Administrators of the Australian regional carrier Rex Airlines have embarked on a mission to secure a buyer for the airline, which was forced into voluntary administration due to accumulating over $500 million in debts. The collapse of Rex was attributed to various challenges, including a scarcity of pilots, issues in the supply chain, and flights not operating at full capacity, particularly on the 737 city domestic trunk route services.
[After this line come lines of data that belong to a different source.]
Issue #199, opened 2023-09-15
Communication problems (GSO/IO) between lite-rpc and quic-forward-proxy on IPv6 private network


riordanp:
When deploying lite-rpc and quic-forward-proxy to Fly on separate VMs, we noticed submitted TXs timing out.
After some debugging, it seems [this call](https://github.com/blockworks-foundation/lite-rpc/blob/main/services/src/tpu_utils/quinn_auto_reconnect.rs#L48) to write_all on the SendStream can produce this error:

```
sendmsg error: Os { code: 22, kind: InvalidInput, message: "Invalid argument" }, Transmit: { destination: [fdaa:0:a53d:a7b:17b:3cd9:fe0f:2]:11111, src_ip: None, enc: Some(Ect0), len: 1291, segment_size: Some(1200) }
```

After which the future never returns, blocking any further messages from the broadcast_receiver being processed. After restarting lite-rpc maybe one or two batches are successfully forwarded before this error occurs and no more batches are forwarded.

Adding a [timeout](https://github.com/blockworks-foundation/lite-rpc/commit/433550d004b0373d0bcaa39d86fe15203b360585) to this future allows sending to continue, but produces the following error logs in quic-forward-proxy:
```
ERROR handle_client_connection: solana_lite_rpc_quic_forward_proxy::inbound::proxy_listener: failed to accept stream: timed out
thread 'tokio-runtime-worker' panicked at 'called `Result::unwrap()` on an `Err` value: Read(ConnectionLost(TimedOut))', quic-forward-proxy/src/inbound/proxy_listener.rs:106:85
ERROR solana_lite_rpc_quic_forward_proxy::inbound::proxy_listener: failed handling connection from client: error accepting stream - skip
```

Tests on IPv4 and local IPv6 outside of the Fly network have been successful, pointing to an incompatibility with the Fly IPv6 private network, or kernel network parameters on the VMs.

grooviegermanikus:
_sendmsg_ is implemented in quinn-udp to allow for large package sizes

we suspect that the issue is related to _Generic Segmentation Offload_ available in recent OS's

grooviegermanikus:
Quinn added opt-out to to 0.9 https://github.com/quinn-rs/quinn/pull/1671

grooviegermanikus:
opened [PR](https://github.com/blockworks-foundation/lite-rpc/pull/228) to allow to completely disable GSO on Quinn-Level

PR #228, opened 2023-10-09
disable gso (generic segmentation offload)

grooviegermanikus:
workaround for [broken GSO detection on fly.io](https://github.com/blockworks-foundation/lite-rpc/issues/199) - will disable GSO completely; quinn will not try to detect GSO support on the OS

**default** is to enable GSO (autodetected)

note: requires quinn-proto 0.9.6

Activate this feature by setting the env variable:
> DISABLE_GSO=true bin/lite-rpc ...

on deprecation:
the opt-out for GSO is only required as long as GSO detection is broken (currently at fly.io and quinn 0.9 [see](https://github.com/blockworks-foundation/lite-rpc/issues/199) ) - would recommend to remove this flag as soon at there is a fix


riordanp (approved):
LGTM. Updated env on fly, setting the new flag ready for this to merge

The regional business operated by Rex remains unaffected by the administration process and continues to provide flight services across rural and regional Australia. Despite the ongoing investigations by the administrators to ascertain the root causes of the airline's collapse, preliminary findings have highlighted challenges such as limited access to pilots, supply chain hindrances related to engine parts, and low load factors on certain flight routes. Administrator Sam Freeman mentioned that Rex's expansion into capital city routes in 2020, supported by private equity firm PAG with $150 million, was not immune to the operational struggles faced by the airline.
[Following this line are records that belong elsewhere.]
PR #367, opened 2024-03-22
use geyser blockmeta to progress finalizedslot

grooviegermanikus:
changes dependency of block_information_store to block stream->block info stream; this should propagate finalized block information faster

the important change is inside the `.listen` method: look for _block_information_store_block_info_ as this is updated from blockinfo_stream

### DIFF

Before falling into administration, Rex Airlines had pointed fingers at pilot shortages, with claims of "pilot poaching" by competitors Qantas and Virgin being made in previous submissions to government reports. The administrators are currently investigating whether the airline operated while insolvent, and they plan to present their findings to the creditors during the upcoming second creditors meeting in early September. Plans for the sale of Rex are in progress, and administrators are hopeful of finding a suitable buyer, with various parties already showing interest and engaging in the process. Despite uncertainties surrounding potential government support or bailout, the continuation of regional flights with Rex remains uninterrupted, giving customers assurance of operational stability in the midst of the airline's financial turbulence.